Beneath this task are records; count the lines among them that contain the word "files" and answer with the number only.

━━━━━ MATERIAL FOR THIS EXERCISE

Issue #88, opened 2020-11-24
kw_if isssue


JanPoonthong:
This is my code 
```
document.addEventListener('DOMContentLoaded', () => {
    document.querySelector('select').onchange = function() {
        document.querySelector('#hello').style.color = this.value;
    }
});
asjdfhjksdahfj
if :
kjaslkjd;kjaslkjd
```

when i run quick-lint-js, i get 
```
/home/jan/tmp/quick-lint-js/src/parse.cpp:602: fatal: token not implemented in parse_expression_remainder: kw_if on line 8 column 1
zsh: illegal hardware instruction  /home/jan/tmp/quick-lint-js/build/quick-lint-js
```

strager:
Crashes fixed by commits c49dfdc180252896d503a702de3940cad5783da5, e0525e46a1ed52842d4381f785e7f13d3771a6f3, and 25169123a35c3e49c198c8ca195f9c09d6de5f1f.

JanPoonthong:
Perfect!

PR #1101, opened 2023-10-28
fix(fe): don't report missing `else` for bad `if` expression

### LINKED ISSUE #1008: 10$: bad expression in 'if' condition causes E0065: 'else' has no corresponding 'if'
```javascript
    if (e isntanceof DataNotLoadedError) {
    } else {  // E0065: 'else' has no corresponding 'if'
      throw e;
    }
```
quick-lint-js reports E0065 but it should not.

arieldon:
This one line change (potentially) closes #1008. However, test `Test_Parse.utter_garbage` fails -- despite my edits. I don't understand the reason it fails either. To me, it appears like the conditions the test asserts hold true.

The issue provides this snippet of code.
```javascript
function DataNotLoadedError() {}
const e = new DataNotLoadedError();

if (e isntanceof DataNotLoadedError) {
} else {
  throw e;
}
```

For convenience, the CLI version of quick-lint-js behaves like so _before_ this change for the snippet of code provided in the issue.
```sh
$ ~/code/quick-lint-js/build/quick-lint-js x.js 
x.js:4:6: error: if statement is missing ')' around condition [E0018]
x.js:4:17: error: missing semicolon after statement [E0027]
x.js:4:36: error: unmatched parenthesis [E0056]
x.js:7:1: error: 'else' has no corresponding 'if' [E0065]
x.js:4:7: warning: use of undeclared variable: isntanceof [E0057]
```

With the change, it behaves like this.
```sh
$ ~/code/quick-lint-js-fork/build/quick-lint-js x.js 
x.js:4:7: error: unexpected identifier in expression; missing operator before [E0147]
x.js:4:18: error: unexpected identifier in expression; missing operator before [E0147]
x.js:4:7: warning: use of undeclared variable: isntanceof [E0057]
```

For test `Test_Parse.utter_garbage` that it currently fails, the program produces this output.
```
Value of: diagnostics
Expected: has 3 elements and there exists some permutation of elements such that:
 - element #0 has type Diag_Unexpected_Token, and
 - element #1 has type Diag_Unexpected_Identifier_In_Expression, and
 - element #2 has type Diag_Expected_Parentheses_Around_If_Condition
  Actual: { Diag_Unexpected_Token, Diag_Unexpected_Identifier_In_Expression, Diag_Expected_Parentheses_Around_If_Condition }, where the following matchers don't match any elements:
matcher #1: has type Diag_Unexpected_Identifier_In_Expression,
matcher #2: has type Diag_Expected_Parentheses_Around_If_Condition
and where the following elements don't match any matchers:
element #1: Diag_Unexpected_Identifier_In_Expression,
element #2: Diag_Expected_Parentheses_Around_If_Condition
```
But it appears like all the expected diagnoses appear in the actual results, no? A element corresponds to each matcher.

### DIFF
--- a/test/test-parse-statement.cpp
+++ b/test/test-parse-statement.cpp
@@ -595,6 +595,27 @@ TEST_F(Test_Parse_Statement, if_with_else) {
   }
 }
 
+TEST_F(Test_Parse_Statement, if_else_with_malformed_condition) {
+  {
+    Test_Parser p(
+        u8"if (e isntanceof DataNotLoadedError) { } else { throw e; }"_sv,
+        capture_diags);
+    p.parse_and_visit_statement();
+    EXPECT_THAT(p.visits,
+                ElementsAreArray({"visit_variable_use",  // e
+                                  "visit_variable_use",  // typoed instanceof
+                                  "visit_variable_use",  // DataNotLoadedError
+                                  "visit_enter_block_scope",  //
+                                  "visit_exit_block_scope",   //
+                                  "visit_enter_block_scope",  //
+                                  "visit_variable_use",       // e
+                                  "visit_exit_block_scope"}));
+    EXPECT_THAT(
+        p.errors,
+        ::testing::Not(::testing::Contains(DIAG_TYPE(Diag_Else_Has_No_If))));
+  }
+}
+
 TEST_F(Test_Parse_Statement, if_without_body) {
   {
     Spy_Visitor p = test_parse_and_visit_statement(
--- a/test/test-parse.cpp
+++ b/test/test-parse.cpp
@@ -320,8 +320,9 @@ TEST_F(Test_Parse, utter_garbage) {
     assert_diagnostics(
         p.code, p.errors,
         {
-            u8"   ^ Diag_Expected_Parentheses_Around_If_Condition"_diag,  //
-            u8"   ^ Diag_Unexpected_Token"_diag,
+            u8"   ^ Diag_Unexpected_Token"_diag,  // :
+            u8"      ^^^^^^^^ Diag_Unexpected_Identifier_In_Expression"_diag,  // kjaslkjd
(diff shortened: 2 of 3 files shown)


arieldon:
I fixed my original mistake in test `utter_garbage` -- I didn't account for the position and length of spans at first. I also added a test that explicitly confirms E0065 is not included in the set of diagnoses given a bad `if` condition.

test/test-parse-statement.cpp
```diff
@@ -717,6 +717,25 @@ TEST_F(Test_Parse_Statement, else_without_if) {
                               "visit_exit_block_scope",
                           }));
   }
+
+  {
```
strager, line 721: This test case is inside Test_Parse_Statement.else_without_if, but this test case is an `else` *with* and `if`. I think you should make a separate `TEST_F`. Perhaps `Test_Parse_Statement.if_else_with_malformed_condition`? (Naming is hard.)

test/test-parse.cpp
```diff
@@ -320,8 +320,9 @@ TEST_F(Test_Parse, utter_garbage) {
     assert_diagnostics(
```
strager, line 320: Not your patch: I probably should have documented why I introduced this test in the first place. 😅 It's probably just testing a crash, so changing the diagnostics sounds fine to me.

strager (approved):
Looks great! Let me know if you want to make changes or if I should merge it now.

test/test-parse-statement.cpp
arieldon: Thanks for catching that. I moved the new test into a separate `TEST_F` with the name you suggest.

test/test-parse.cpp
arieldon: It's related to issue #88 based on the Git log, and it is testing a crash.

arieldon:
> Looks great! Let me know if you want to make changes or if I should merge it now.

If you're pleased with the most recent changes then you can merge.

strager:
Landed as Git commit 9565209bd978f0e35642a9133ffe77cef3d071dd.

PR #1116, opened 2023-12-14
fix(typescript): report E0429 for class 'extends' clause

### LINKED ISSUE #1114: 8$: report E0429 for class 'extends' clause
The following TypeScript code is invalid, but quick-lint-js accepts it without any diagnostic:
```typescript
export class D<T> {}
export class D2 extends D<<U>() => number> {}
```
quick-lint-js should report E0429 like it does for `implements` and `interface ... extends`.

arieldon:
This closes #1114.

It matches functionality of `implements` and `interface ... extends` by reporting an error when the user defines a class that uses a generic within an `extends` clause without a space between `<` like so `<<`.

For clarity, quick-lint-js reports an error in the following snippet that uses `<<`.
```
export class D<T> {}
export class D2 extends D<<U>() => number> {}
```

quick-lint-js does _not_ report an error in this snippet since it uses `< <`.
```
export class D<T> {}
export class D2 extends D< <U>() => number> {}
```

### DIFF
--- a/src/quick-lint-js/fe/parse-expression.cpp
+++ b/src/quick-lint-js/fe/parse-expression.cpp
@@ -1511,9 +1511,22 @@ next:
   case Token_Type::less:
   case Token_Type::less_less:
     if (this->options_.typescript) {
+      // class C< <T>() => RetType> // Valid.
+      // class C<<T>() => RetType>  // Invalid.
+      if (prec.in_class_extends_clause &&
+          this->peek().type == Token_Type::less_less) {
+        this->diag_reporter_->report(
+            Diag_TypeScript_Generic_Less_Less_Not_Split{
+                .expected_space =
+                    Source_Code_Span::unit(this->peek().begin + 1),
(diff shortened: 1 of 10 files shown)


src/quick-lint-js/fe/parse-expression.cpp
```diff
@@ -1511,9 +1511,22 @@ Expression* Parser::parse_expression_remainder(Parse_Visitor_Base& v,
   case Token_Type::less:
   case Token_Type::less_less:
     if (this->options_.typescript) {
+      // class C< <T>() => RetType> // Valid.
+      // class C<<T>() => RetType>  // Invalid.
+      if (prec.in_class_extends_clause &&
```
strager, line 1516: Oh cool, I didn't know we had `in_class_extends_clause`. That makes this so easy!

strager (approved):
Awesome!

strager:
Landed as commit 58d0516e2d1bca1d50489dc6bfbd2fbbee384658.

PR #1117, opened 2023-12-16
fix(typescript): fix cyclic type false positive

ruipserra:
This fixes a false positive that was reported when linting recursive type definitions such as these:

```ts
type Last<T extends Array<any>> =
  T extends [infer Head] ?
    Head :
    T extends [infer _, ...infer Tail] ?
      Last<Tail> :
      unknown;
```


ruipserra:
Oh, I think this was just fixed in e25d0307f0281f1b3b29b3c2cafebc0f855234b6 🙌

strager:
Yes, it was fixed. (Apparently I squashed two commits together by mistake. Oops!)

I initially had your idea of not reporting if it was generic. However, that still reports false positives such as in `type T = number extends string ? T : false;` (because the false branch is taken).

PR #1120, opened 2023-12-17
fix(typescript): interface properties can be keywords followed by a type

ruipserra:
This fixes an `E0054` (unexpected token) error that was reported whenever an interface property matched a keyword followed by a type.

For example, 
```ts
interface I { get: any }
```
is valid TypeScript, but quick-lint-js was reporting: 

```sh
/test.ts:1:18: error: unexpected token [E0054]
```


strager (approved):
Sweet, thanks!

PR #1133, opened 2023-12-23
feat: new diag for using ‘.’ after ‘?.’

### LINKED ISSUE #1128: 10$: warn on using . after ?.
```javascript
a?.b.c
```
Accessing `.c` might fail because `a?.b` might return `undefined`. (That's the point of `?.`, after all.)

pepplejoshua:
This closes #1128 -- it warns the user about using a dot After an optional chain. This cover optional chain with function call as well as optional chain with index expressions

### DIFF
--- a/docs/errors/E0717.md
+++ b/docs/errors/E0717.md
@@ -7,40 +7,18 @@
 }
 ```
 
-In Javascript, the `?.` operator performs a conditional access only if the left-hand side is not `null` or `undefined`. If the left-hand side is `null` or `undefined`, the expression returns `undefined` and the right-hand side is not evaluated. Using it suppresses the error that would otherwise be thrown if the left-hand side were `null` or `undefined` and the operator `.` were used instead. However, if the left-hand side is not `null` or `undefined`, the expression returns the value of the right-hand side, which may be `null` or `undefined`. If the right-hand side is `null` or `undefined`, using the `.` operator will throw an error:
+In JavaScript, `x?.y` ignores `y` and returns `undefined` if `x` is `null` or `undefined`. If `?.` returns `undefined`, then using `.` after will throw an error:
 
 ```js
-let a = { b: 1 };
-let b = a?.b; // ok
-let c = a?.b?.a; // ok
-let d = a?.b?.a.c; // throws an error
-```
-
-In the example above, the last statement will throw an error, because `a.b` is not `null` or `undefined`, but `a.b.a` is `undefined`, and `undefined.c` throws an error.
-
-This also affects optional chaining with function calls (`?.()`):
-
-```js
-let _a = (_arg) => {
-  return; // so returns undefined
-};
-
-let e = _a?.(a)?.(_a)?.(a); // ok
-let f = _a?.(a).b; // throws an error since _a(a) is undefined
-```
-
-and optional chaining with index expressions (`?.[]`) for the same reason:
-
-```js
-let g = [1, [2, { a: 3 }]];
-let h = g?.[1]; // ok
-let j = g?.[1]?.[2].b; // throws an error since g[1][2] is undefined
+let bug = { milestone: null  };
+console.log(bug.milestone);               // null
+console.log(bug.milestone?.name);         // undefined
+console.log(bug.milestone?.name.trim());  // throws an error
 ```
 
 Replacing the `.` with `?.` will prevent the errors from being thrown at runtime:
 
 ```js
-let d = a?.b?.a?.c; // ok
-let f = _a?.(a)?.b; // ok
-let j = g?.[1]?.[2]?.b; // ok
+let bug = { milestone: null  };
+console.log(bug.milestone?.name?.trim());  // undefined
 ```
--- a/docs/errors/E0717.md
+++ b/docs/errors/E0717.md
@@ -1,0 +1,46 @@
+# E0717: using a '.' after a '?.' might fail, since '?.' might return 'undefined'
+
+```config-for-examples
+{
+  "globals": {
+  }
+}
+```
+
+In Javascript, the `?.` operator performs a conditional access only if the left-hand side is not `null` or `undefined`. If the left-hand side is `null` or `undefined`, the expression returns `undefined` and the right-hand side is not evaluated. Using it suppresses the error that would otherwise be thrown if the left-hand side were `null` or `undefined` and the operator `.` were used instead. However, if the left-hand side is not `null` or `undefined`, the expression returns the value of the right-hand side, which may be `null` or `undefined`. If the right-hand side is `null` or `undefined`, using the `.` operator will throw an error:
+
+```js
+let a = { b: 1 };
+let b = a?.b; // ok
+let c = a?.b?.a; // ok
+let d = a?.b?.a.c; // throws an error
+```
+
+In the example above, the last statement will throw an error, because `a.b` is not `null` or `undefined`, but `a.b.a` is `undefined`, and `undefined.c` throws an error.
+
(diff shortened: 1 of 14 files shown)


pepplejoshua:

docs/errors/E0717.md
```diff
@@ -0,0 +1,46 @@
...
+let b = a?.b; // ok
+let c = a?.b?.a; // ok
+let d = a?.b?.a.c; // throws an error
+```
+
+In the example above, the last statement will throw an error, because `a.b` is not `null` or `undefined`, but `a.b.a` is `undefined`, and `undefined.c` throws an error.
+
+This also affects optional chaining with function calls (`?.()`):
+
+```js
```
strager, line 23: Must fix: Our docs require one wrong/invalid example followed by any number of correct examples. Here you have more than one wrong/invalid example. (This is machine-checked by the [failing "check error docs" CI job](https://github.com/quick-lint/quick-lint-js/actions/runs/7307489068/job/19971420944?pr=1133).)

I think the second example (line 23) and third example (line 34) don't add much value. The point of the error docs (in my mind) isn't to cover every case, but instead to help the reader confirm the problem then figure out a solution.

I think the fix here is to remove the extra examples.

docs/errors/E0717.md
```diff
@@ -0,0 +1,46 @@
+# E0717: using a '.' after a '?.' might fail, since '?.' might return 'undefined'
+
+```config-for-examples
+{
+  "globals": {
+  }
+}
+```
+
+In Javascript, the `?.` operator performs a conditional access only if the left-hand side is not `null` or `undefined`. If the left-hand side is `null` or `undefined`, the expression returns `undefined` and the right-hand side is not evaluated. Using it suppresses the error that would otherwise be thrown if the left-hand side were `null` or `undefined` and the operator `.` were used instead. However, if the left-hand side is not `null` or `undefined`, the expression returns the value of the right-hand side, which may be `null` or `undefined`. If the right-hand side is `null` or `undefined`, using the `.` operator will throw an error:
```
strager, line 10: Nit: I think this explanation is wordy. A beginner is probably going to be confused by so many words.

I think this explanation focuses on what's important for the diagnostic:

> In JavaScript, `x?.y` ignores `y` and returns `undefined` if `x` is `null` or `undefined`. If `?.` returns `undefined`, then using `.` after will throw an error:

docs/errors/E0717.md
```diff
@@ -0,0 +1,46 @@
...
+
+```js
+let a = { b: 1 };
+let b = a?.b; // ok
+let c = a?.b?.a; // ok
+let d = a?.b?.a.c; // throws an error
```
strager, line 16: Nit: This example is confusing to me at a glance because there are multiple things named `a` and `b`. I think this example would be a bit clearer with `console.log` and different names:
```suggestion
let a = { b: 1 };
console.log(a?.b);      // 1
console.log(a?.b?.c);   // undefined
console.log(a?.b?.c.d); // throws an error
```
Even better would be to use more realistic names you might see in a program:
```suggestion
let bug = { milestone: null  };
console.log(bug.milestone);               // null
console.log(bug.milestone?.name);         // undefined
console.log(bug.milestone?.name.trim());  // throws an error
```

src/quick-lint-js/diag/diagnostic-types-2.h
```diff
@@ -3485,6 +3485,15 @@ struct Diag_Unintuitive_Bitshift_Precedence {
   Source_Code_Span bitshift_operator;
   Source_Code_Span and_operator;
 };
+
+struct Diag_Using_Dot_After_Optional_Chaining {
+  [[qljs::diag("E0717", Diagnostic_Severity::warning)]]
+  [[qljs::message("using a '{0}' after a '{1}' might fail, "
+                  "since '{1}' might return 'undefined'.",
```
strager, line 3492: Nit: It will help maintainers and translators if you use substitutions sparingly. (I don't always follow this rule myself...) `{0}` will always be `.`, and `{1}` will always be `?.`.
Nit: Remove the period at the end of the message.
```suggestion
  [[qljs::message("using a '.' after a '?.' might fail, "
                  "since '?.' might return 'undefined'",
```

src/quick-lint-js/fe/parse-expression.cpp
```diff
@@ -2610,7 +2615,8 @@ Expression* Parser::parse_arrow_function_expression_remainder(
 }
 
 Expression::Call* Parser::parse_call_expression_remainder(Parse_Visitor_Base& v,
-                                                          Expression* callee) {
+                                                          Expression* callee,
+                                                          std::optional<Source_Code_Span> optional_chaining_op_) {
```
strager, line 2619: Nit: Parameters and local variables should not have a trailing underscore:
```suggestion
                                                          std::optional<Source_Code_Span> optional_chaining_op) {
```

src/quick-lint-js/fe/parse-expression.cpp
```diff
@@ -2651,11 +2657,13 @@ Expression::Call* Parser::parse_call_expression_remainder(Parse_Visitor_Base& v,
...
           /*left_paren_span=*/left_paren_span,
-          /*span_end=*/call_span_end));
+          /*span_end=*/call_span_end,
+          /*optional_chaining_op=*/optional_chaining_op_));
 }
 
 Expression* Parser::parse_index_expression_remainder(Parse_Visitor_Base& v,
-                                                     Expression* lhs) {
+                                                     Expression* lhs,
+                                                     std::optional<Source_Code_Span> optional_chaining_op_) {
```
strager, line 2666: Nit: Parameters and local variables should not have a trailing underscore.

src/quick-lint-js/fe/parse.cpp
```diff
@@ -466,6 +466,60 @@ void Parser::error_on_invalid_as_const(Expression* ast,
   }
 }
 
+void Parser::warn_on_dot_operator_after_optional_chain(
+    Expression::Dot *ast) {
+  Expression *lhs = ast->child_;
+  Source_Code_Span operator_span_ = ast->operator_span_;
```
strager, line 472: Nit: Parameters and local variables should not have a trailing underscore:
```suggestion
  Source_Code_Span operator_span = ast->operator_span_;
```

src/quick-lint-js/fe/parse.cpp
```diff
@@ -466,6 +466,60 @@ void Parser::error_on_invalid_as_const(Expression* ast,
...
+      if (lhs_operator_span.has_value()) {
+        this->diag_reporter_->report(
+            Diag_Using_Dot_After_Optional_Chaining {
+                .dot_op = operator_span_,
+                .optional_chain_op = *lhs_operator_span,
+            });
+      }
+      break;
+    }
+    default: { /* do nothing */ }
```
strager, line 518: Nit:
```suggestion
    default:
      break;
```

src/quick-lint-js/fe/parse.cpp
```diff
@@ -466,6 +466,60 @@ void Parser::error_on_invalid_as_const(Expression* ast,
   }
 }
 
+void Parser::warn_on_dot_operator_after_optional_chain(
```
strager, line 469: Nice and simple. :+1:

strager (changes requested):
Your patch looks great except for the documentation (see 'must fix' comment).

strager (approved):

strager:
Landed as commit bdfccbdc8c405c5f0d9d40ce8c6736d9c31a6a4a. Thanks for the patch!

━━━━━━━━━━

▶ **OUTPUT OF THE TASK**
3